- WORK TASK
In the data, find the word "published" and copy out every line that has it.

#####

PR #5084, opened 2026-09-10
Add the What's New entry point to Profile

kean:
|:---:|

Fixes PCIOS-925

Adds the What's New row to Profile, behind the `whatsNewFeed` flag, so the feed built in #5077 and #5078 finally has a way in. The row sits at the top of the Profile list and pushes `WhatsNewFeedViewController`.

The feed view model gains a second init that takes no messages and fetches the catalog itself: `load()` runs from the view's `.task`, asks `WhatsNewCatalogTask` for the published catalog (falling back to its cached copy when the network is out), and fills the list in. The `messages:` init stays for previews and tests and never touches the network.

Read state moves into a `readMessageIDs` set on the view model rather than living only in the item structs, so a reload doesn't resurrect dots the reader already cleared. It's still in-memory only — syncing is PCIOS-924.

Tests cover the three paths through the new init: the catalog fills an empty feed, a reload keeps what was read, and a message-backed feed is left alone. They run against a `URLProtocol` stub with an ephemeral cache directory.

## To test

1. Enable the `whatsNewFeed` flag in the developer/feature flag settings and restart.
2. Go to the Profile tab — **What's New** is the first row in the list.
3. Tap it. The feed loads from the published catalog and shows the messages with unread dots.
4. Open a message, go back — its dot is gone.
5. Leave the screen and come back. The feed reloads and the message you read stays read.
6. Turn on Airplane Mode and reopen the feed — the cached catalog still renders.
7. Turn the flag off — the row is gone from Profile.

## Checklist

### DIFF
--- a/PocketCastsTests/Tests/Whats New/WhatsNewFeedViewModelTests.swift
+++ b/PocketCastsTests/Tests/Whats New/WhatsNewFeedViewModelTests.swift
@@ -88,7 +88,42 @@ final class WhatsNewFeedViewModelTests: XCTestCase {
         XCTAssertFalse(viewModel.hasUnreadItems)
     }
 
+    /// The Profile row hands over an empty feed, so nothing shows until the catalog arrives.
+    func testLoadingFillsTheFeedFromTheCatalog() async {
+        let viewModel = WhatsNewFeedViewModel(catalogTask: catalogTask(publishing: Self.catalogJSON))
+        XCTAssertTrue(viewModel.items.isEmpty)
+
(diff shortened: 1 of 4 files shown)


dangermattic:
<table>
  <thead>
    <tr>
      <th width="50"></th>
          1 Warning
      </th>
     </tr>
  </thead>
  <tbody>
    <tr>
      <td>:warning:</td>
    </tr>
  </tbody>
</table>

</p>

#####

- SOLUTION TO THE PROBLEM
The feed view model gains a second init that takes no messages and fetches the catalog itself: `load()` runs from the view's `.task`, asks `WhatsNewCatalogTask` for the published catalog (falling back to its cached copy when the network is out), and fills the list in. The `messages:` init stays for previews and tests and never touches the network.
3. Tap it. The feed loads from the published catalog and shows the messages with unread dots.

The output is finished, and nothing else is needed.